Exercise inputs.
PR #815, opened 2019-01-29
Fix ACE_DLL_Manager error info

likema:
Fix ACE_DLL_Manager without error info when loading a shared object with undefined symbol.

### DIFF
--- a/ACE/ace/DLL_Manager.cpp
+++ b/ACE/ace/DLL_Manager.cpp
@@ -148,7 +148,7 @@ ACE_DLL_Handle::open (const ACE_TCHAR *dll_name,
               // mask it.
               // @TODO: If we've found our DLL _and_ it's
               // broken, should we continue at all?
-              if ((errno != 0) && (errno != ENOENT) && (errors || ACE::debug ()))
+              if ((errno != ENOENT) && (errors || ACE::debug ()))
                 {
                   ACE_TString errtmp;
                   if (errors)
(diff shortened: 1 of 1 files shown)


ACE/ace/DLL_Manager.cpp
```diff
@@ -241,15 +241,15 @@ ACE_DLL_Handle::open (const ACE_TCHAR *dll_name,
               if (errors || ACE::debug ())
                 {
                   ACE_TString errtmp;
-                  if (errors)
+                  this->error (errtmp);
+
+                  if (errors && errors->is_empty())
```
jwillemsen: Why an added check for is_empty here?

likema: Can these lines be removed? It looks like duplicated.

ACE/ace/DLL_Manager.cpp
```diff
@@ -241,15 +241,15 @@ ACE_DLL_Handle::open (const ACE_TCHAR *dll_name,
...
                     {
-                      errors->push (this->error (errtmp));
+                      errors->push (errtmp);
```
jwillemsen: Can the return value of the error method now be removed?

ACE/ace/DLL_Manager.cpp
jwillemsen: Can it be that error==0 but debug==1?

ACE/ace/DLL_Manager.cpp
jwillemsen: Can the return value of the error method now be removed?

ACE/ace/DLL_Manager.cpp
likema: No matter whether `errors` is 0, `errtmp` is set by `this->error` before.

But after reading it again just now, I found line from 239 to 262 can be removed because all errors are pushd or logging inside while loop before.

Am I right?

jwillemsen: Not sure, would keep them for the moment

likema: OK. Given keeping them, 

If `is_empty` is true, no error messages are **pushed** into `errors` and **logged**.

Otherwise error messages are **pushed** and **logged** so that it is not necessary to push and log it again.

PR #820, opened 2019-01-31
Fix ACE_DLL_Manager potential buffer overflow.

likema:


ACE/ace/DLL_Manager.cpp
```diff
@@ -11,7 +11,7 @@
 #include "ace/Recursive_Thread_Mutex.h"
 #include "ace/Guard_T.h"
 #include "ace/OS_NS_dlfcn.h"
-#include "ace/OS_NS_string.h"
+#include "ace/OS_NS_stdio.h"
```
jwillemsen: When this include is only for AIX, maybe guard it also with a ifdef check?

ACE/ace/DLL_Manager.cpp
```diff
@@ -177,11 +177,8 @@ ACE_DLL_Handle::open (const ACE_TCHAR *dll_name,
               if (ACE_TString::npos != name->strstr (ACE_TEXT (".a")))
                 {
                   ACE_TCHAR aix_pathname[MAXPATHLEN + 1];
-                  ACE_OS::strncpy (aix_pathname,
-                                   name->c_str (),
-                                   name->length ());
-                  aix_pathname[name->length ()] = '\0';
-                  ACE_OS::strcat (aix_pathname, ACE_TEXT ("(shr.o)"));
+                  ACE_OS::snprintf (aix_pathname, sizeof (aix_pathname),
+                                    ACE_TEXT ("%s(shr.o)"), name->c_str ());
```
jwillemsen: Shouldn't the return value of ACE_OS::snprintf be checked?

jwillemsen:
Be aware that there are no AIX builds anymore on the [scoreboard](http://www.dre.vanderbilt.edu/scoreboard/integrated.html). It can happen that AIX breaks now without notice.

ACE/ace/DLL_Manager.cpp
shuston: Good idea. I did not check the rest of the file for a need for OS_NS_stdio.h.

ACE/ace/DLL_Manager.cpp
shuston: Strictly speaking, yes. However, the code is better than it was before. Alternately the combined length could be checked before attempting ACE_OS:snprintf() because the lengths are fixed and known.

ACE/ace/DLL_Manager.cpp
```diff
@@ -177,11 +178,19 @@ ACE_DLL_Handle::open (const ACE_TCHAR *dll_name,
...
+                                        ACE_TEXT ("%s(shr.o)"),
+                                        name->c_str ()) < sizeof (aix_pathname))
+                    {
+
+                      if (ACE::debug ())
+                        ACELIB_ERROR ((LM_ERROR,
+                              ACE_TEXT ("ACE (%P|%t) DLL_Handle::open: ")
+                              ACE_TEXT ("('%s(shr.o)') is too long\n"),
+                              name->c_str()));
+
```
jwillemsen: Shouldn't we put an error text also to `errors` so that in case the caller uses `errors` he can log this error case at a higher level?

likema:
@jwillemsen It is too complex to check snprintf error:

* `< 0` denotes errno mesage. It is also complex to strerror or strerror_r  for compatibities.  https://github.com/DOCGroup/ACE_TAO/blob/master/ACE/ace/Log_Msg.cpp#L1321
* `>= sizeof(aix_pathname)` denotes path is too long.

so I use strcpy and strcat again.

Issue #811, opened 2019-01-27
Fix tao idl memory leaks related to annotations


jwillemsen:
### Version

The version of ACE and/or TAO you are using

### The $ACE_ROOT/ace/config.h file

If you use a link to a platform-specific file, simply state which one

### The $ACE_ROOT/include/makeinclude/platform_macros.GNU file

if you use a link to a platform-specific file, simply state which one (unless this isn't used in this case, e.g., with Microsoft Visual C++)

### Contents of $ACE_ROOT/bin/MakeProjectCreator/config/default.features

Used by MPC when you generate your own makefiles

### AREA/CLASS/EXAMPLE AFFECTED:

What example failed?  What module failed to compile?

### The problem effects:

Does it affect compilation, linking, or execution. Please indicate whether ACE/TAO, your application, or both are affected.

### Synopsis

Brief description of the problem

### Description

Detailed description of problem.  Don't just say "<blah> doesn't work, here's a fix," explain what your program does to get to the <blah> state.

### Repeat by

What you did to get the error; include test program or session transcript if at all possible.

### Sample fix/ workaround

If available

jwillemsen:
See 809

jwillemsen:
Also add some docu to the members that are shared

mitza-oci:
ACE_Strong_Bound_Ptr could be useful here.  Or adding another node to the AST to represent the individual "reference" (binding an Annotation Application to its target Decl).

Also, as a general note... I think last I checked tao_idl wasn't asan-clean before these changes.

jwillemsen:
We have a build with address-sanitizer=1 in platform_macros.GNU, before the TAO_IDL changes for annotations there where no reported leaks on tao_idl, right now we have the ones as mentioned in the first comment

iguessthislldo:
@jwillemsen 

It's possible that the address sanitizer said it was clean but memory management in tao_idl is a  mess in general. The usage of dynamically allocated memory is ridiculously high, which might be understandable, but on top of it there's the completely strange pattern of using a `destroy` method on everything.

@mitza-oci

I'm not sure I want to add a new ast node for this, but `ACE_Strong_Bound_Ptr` is a god send.

PR #822, opened 2019-01-31
 TAO_IDL: Fix Memory Leaks Caused By Annotations

iguessthislldo:
Fix for #811 and #809. Annotations were added in #723.

The majority of fixes were many missing destroys and deletes. The biggest change is `AST_Annotation_Appl`s are now stored in a class named `AST_Annotation_Appl` and managed using `ACE_Bounded_Strong_Ptr` because they can be shared between AST_Decls.

With these changes `valgrind --leak-check=full --show-leak-kinds=all annotest_idl` show no lost memory (There is about 1KiB still on the heap but it's not lost and not related to annotations).

There is one small change in the API as described in `annotations.md`, but it only affects what I consider to be advanced usage.


iguessthislldo:
After talking to @mitza-oci, I moved the helper function for finding annotations on nodes into the new class I created and moved that class into into its own file. The former breaks the annotation API I defined in #723, but he said that would be okay.

PR #1555, opened 2021-06-16
applying solution to issue 1550 as found in ace6tao2

pmesnier:
bringing over the same change applied in pr#1551.


pmesnier:
The one failure in the CI suite is apparently a defect in windows parallel builds otherwise unrelated to the proposed changes.

PR #1558, opened 2021-06-17
Changed ipaddr_format argument of addr_to_string from int to bool

jwillemsen:
* ACE/ace/ATM_Addr.h:
    * ACE/ace/INET_Addr.cpp:
    * ACE/ace/INET_Addr.h:
    * ACE/ace/MEM_Addr.cpp:
    * ACE/ace/MEM_Addr.h:
    * ACE/ace/QoS/QoS_Session_Impl.cpp:
    * ACE/ace/SOCK_Dgram_Mcast.cpp:
    * ACE/ace/UNIX_Addr.cpp:


jwillemsen:
Could break user code when they override addr_to_string and don't use override to detect the signature change of the base

PR #1573, opened 2021-06-23
msvc and borland should define ACE_HAS_WIN32_STRUCTURAL_EXCEPTIONS, r…

jwillemsen:
…emoves mingw check from the common header

    * ACE/ace/config-win32-borland.h:
    * ACE/ace/config-win32-common.h:
    * ACE/ace/config-win32-msvc.h:


ACE/ace/config-win32-borland.h
```diff
@@ -60,9 +60,10 @@
 
 # include "ace/config-win32-common.h"
 
-# define ACE_WSTRING_HAS_USHORT_SUPPORT 1
-# define ACE_HAS_DIRENT
+#define ACE_WSTRING_HAS_USHORT_SUPPORT 1
+#define ACE_HAS_DIRENT
 
+#define ACE_HAS_WIN32_STRUCTURAL_EXCEPTIONS
```
mitza-oci, line 66: "Structural Exceptions" should be "Structured Exceptions"
https://docs.microsoft.com/en-us/windows/win32/debug/structured-exception-handling

jwillemsen: Yes, I know, renamjng the incorrect macro could break user code, not sure whether we should do that

mitza-oci: ACE 7 may be the opportunity to change it.  Is this for the case where a user customizes `config.h` or where the user is checking the configuration in code that uses ACE?

jwillemsen: I think more where the user checks this define is his own code

jwillemsen:
See https://github.com/DOCGroup/ACE_TAO/pull/1578, old macro is defined for backwards compatibility for the moment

Goal of the exercise. The answer must consist of every line from the data that contains the word "config".

Finished exercise.
### The $ACE_ROOT/ace/config.h file
### Contents of $ACE_ROOT/bin/MakeProjectCreator/config/default.features
    * ACE/ace/config-win32-borland.h:
    * ACE/ace/config-win32-common.h:
    * ACE/ace/config-win32-msvc.h:
ACE/ace/config-win32-borland.h
 # include "ace/config-win32-common.h"
mitza-oci: ACE 7 may be the opportunity to change it.  Is this for the case where a user customizes `config.h` or where the user is checking the configuration in code that uses ACE?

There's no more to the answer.